● Exercise data
^^^^^^^^

PR #741, opened 2016-11-15
Support runtime random values in smoke tests

shinfan:


src/main/java/com/google/api/codegen/transformer/java/JavaSurfaceNamer.java
```diff
@@ -144,4 +147,25 @@ public String getPagedResponseTypeInnerName(
   public String getFullyQualifiedApiWrapperClassName(Interface service) {
     return getPackageName() + "." + getApiWrapperClassName(service);
   }
+
+  @Override
+  public String getRandomStringValue(String randomString) {
+    String randomValueGen = "System.currentTimeMillis()";
+    String delimiter = ",";
+    String[] splitted =
```
michaelbausor: Nit: name can be just "split"

src/main/java/com/google/api/codegen/metacode/InitValue.java
```diff
@@ -20,8 +20,9 @@
 @AutoValue
 public abstract class InitValue {
   public enum InitValueType {
-    Literal,
-    Variable,
+    Literal, // Literal values such as strings and numbers
```
michaelbausor: Nit: use doc style:

/** Comment */
EnumValue

src/main/java/com/google/api/codegen/transformer/java/JavaSurfaceNamer.java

^^^^^^^^

● Exercise
Check each line of the material above for "Literal", count those that have it, and answer with the number alone.

● Solution to this problem
2